PR #222, opened 2023-08-15
chore: kava bridge

shane-moore:
## Changes
- typical setup for new IBC bridge - Kava
- refactored `canonicalChannelsToChainMapToInjective` to be an array of objects, since duplicate channel-Id's from foreign networks to Injective is possible. this map isn't used anywhere across the products, so was a little difficult to decide on the right data structure. if it becomes useful someday and another data structure is preferable, can modify then as well
- updated `canto` token's ibc hash because I noticed the previous hash was based off of `transfer/channel-99/canto` instead of `transfer/channel-99/acanto`


packages/token-metadata/src/ibc/channels.ts
```diff
@@ -59,24 +60,26 @@ export const canonicalChannelsToChainMapFromInjective = {
...
-  'channel-59': { chainA: 'Juno', chainB: 'Injective' },
-  'channel-6': { chainA: 'Stride', chainB: 'Injective' },
-  'channel-90': { chainA: 'Crescent', chainB: 'Injective' },
-  'channel-1': { chainA: 'Sommelier', chainB: 'Injective' },
-  'channel-8': { chainA: 'Canto', chainB: 'Injective' },
-  'channel-91': { chainA: 'Terra2', chainB: 'Injective' },
-  'channel-92': { chainA: 'Terra2', chainB: 'Injective' },
-  'channel-3': { chainA: 'Migaloo', chainB: 'Injective' },
-}
+export const canonicalChannelsToChainMapToInjective = [
```
bangjelkoski, line 66: Why don't we also add the above map here? `chainA` will always be injective in that case so we will have one array of objects instead of two. We just have to be careful to reflect these changes where these constants are used.

packages/token-metadata/src/tokens/tokens/tokens.ts
```diff
@@ -1685,4 +1685,20 @@ export default {
     tokenType: TokenType.TokenFactory,
   },
 
+  KAVA: {
+    name: 'KAVA',
+    symbol: 'KAVA',
+    decimals: 6,
+    logo: 'kava.webp',
+    coinGeckoId: 'kava',
+    ibc: {
```
bangjelkoski, line 1694: Blank row above

bangjelkoski (changes requested):

bangjelkoski (approved):

PR #226, opened 2023-08-21
Add Nebula token

Morgandri1:
Added as per `packages/token-metadata/CONTRIBUTING.md`


bangjelkoski:
I'll add it in our own commit now, the image was too big on this PR.

bangjelkoski:
Also, for this particular token factory denom you need to add the token metadata on chain: https://docs.ts.injective.network/core-modules/token-factory#msgsetdenommetadata

Morgandri1:
> Also, for this particular token factory denom you need to add the token metadata on chain: https://docs.ts.injective.network/core-modules/token-factory#msgsetdenommetadata

Do we need to re-do the token metadata then?

bangjelkoski:
I'll add it but for factory denoms it's best to use the on chain denom metadata because if someone adds another NBLA token they can overlap with yours so there will be a disrepancy.

Morgandri1:
I see, Looking at the 6 decimal spec i cant quite tell how to alter our `set-denom-metadata` command to reflect the required changes

bangjelkoski:
The example provided on the docs has 6 decimals :)

Morgandri1:
Yes, but we did this through the command line so im having some issues translating it. Apologies.

Morgandri1:
I was following [this](https://docs.injective.network/develop/guides/token_launch/) guide instead of the ts docs.

PR #277, opened 2023-12-17
Update tokens.ts

followboat22:
token update


bangjelkoski:
Why have you removed the other tokens?

PR #290, opened 2023-12-18
adding ginger metadata

SHITcoinsonINJ:
Adding ginger metadata


bangjelkoski:
I'll deploy from the local branch, this PR is not good enough.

+ + +

• **Your assignment**
Return the whole listing as it stands. Nothing may be altered.

• **Task output**
PR #222, opened 2023-08-15
chore: kava bridge

shane-moore:
## Changes
- typical setup for new IBC bridge - Kava
- refactored `canonicalChannelsToChainMapToInjective` to be an array of objects, since duplicate channel-Id's from foreign networks to Injective is possible. this map isn't used anywhere across the products, so was a little difficult to decide on the right data structure. if it becomes useful someday and another data structure is preferable, can modify then as well
- updated `canto` token's ibc hash because I noticed the previous hash was based off of `transfer/channel-99/canto` instead of `transfer/channel-99/acanto`


packages/token-metadata/src/ibc/channels.ts
```diff
@@ -59,24 +60,26 @@ export const canonicalChannelsToChainMapFromInjective = {
...
-  'channel-59': { chainA: 'Juno', chainB: 'Injective' },
-  'channel-6': { chainA: 'Stride', chainB: 'Injective' },
-  'channel-90': { chainA: 'Crescent', chainB: 'Injective' },
-  'channel-1': { chainA: 'Sommelier', chainB: 'Injective' },
-  'channel-8': { chainA: 'Canto', chainB: 'Injective' },
-  'channel-91': { chainA: 'Terra2', chainB: 'Injective' },
-  'channel-92': { chainA: 'Terra2', chainB: 'Injective' },
-  'channel-3': { chainA: 'Migaloo', chainB: 'Injective' },
-}
+export const canonicalChannelsToChainMapToInjective = [
```
bangjelkoski, line 66: Why don't we also add the above map here? `chainA` will always be injective in that case so we will have one array of objects instead of two. We just have to be careful to reflect these changes where these constants are used.

packages/token-metadata/src/tokens/tokens/tokens.ts
```diff
@@ -1685,4 +1685,20 @@ export default {
     tokenType: TokenType.TokenFactory,
   },
 
+  KAVA: {
+    name: 'KAVA',
+    symbol: 'KAVA',
+    decimals: 6,
+    logo: 'kava.webp',
+    coinGeckoId: 'kava',
+    ibc: {
```
bangjelkoski, line 1694: Blank row above

bangjelkoski (changes requested):

bangjelkoski (approved):

PR #226, opened 2023-08-21
Add Nebula token

Morgandri1:
Added as per `packages/token-metadata/CONTRIBUTING.md`


bangjelkoski:
I'll add it in our own commit now, the image was too big on this PR.

bangjelkoski:
Also, for this particular token factory denom you need to add the token metadata on chain: https://docs.ts.injective.network/core-modules/token-factory#msgsetdenommetadata

Morgandri1:
> Also, for this particular token factory denom you need to add the token metadata on chain: https://docs.ts.injective.network/core-modules/token-factory#msgsetdenommetadata

Do we need to re-do the token metadata then?

bangjelkoski:
I'll add it but for factory denoms it's best to use the on chain denom metadata because if someone adds another NBLA token they can overlap with yours so there will be a disrepancy.

Morgandri1:
I see, Looking at the 6 decimal spec i cant quite tell how to alter our `set-denom-metadata` command to reflect the required changes

bangjelkoski:
The example provided on the docs has 6 decimals :)

Morgandri1:
Yes, but we did this through the command line so im having some issues translating it. Apologies.

Morgandri1:
I was following [this](https://docs.injective.network/develop/guides/token_launch/) guide instead of the ts docs.

PR #277, opened 2023-12-17
Update tokens.ts

followboat22:
token update


bangjelkoski:
Why have you removed the other tokens?

PR #290, opened 2023-12-18
adding ginger metadata

SHITcoinsonINJ:
Adding ginger metadata


bangjelkoski:
I'll deploy from the local branch, this PR is not good enough.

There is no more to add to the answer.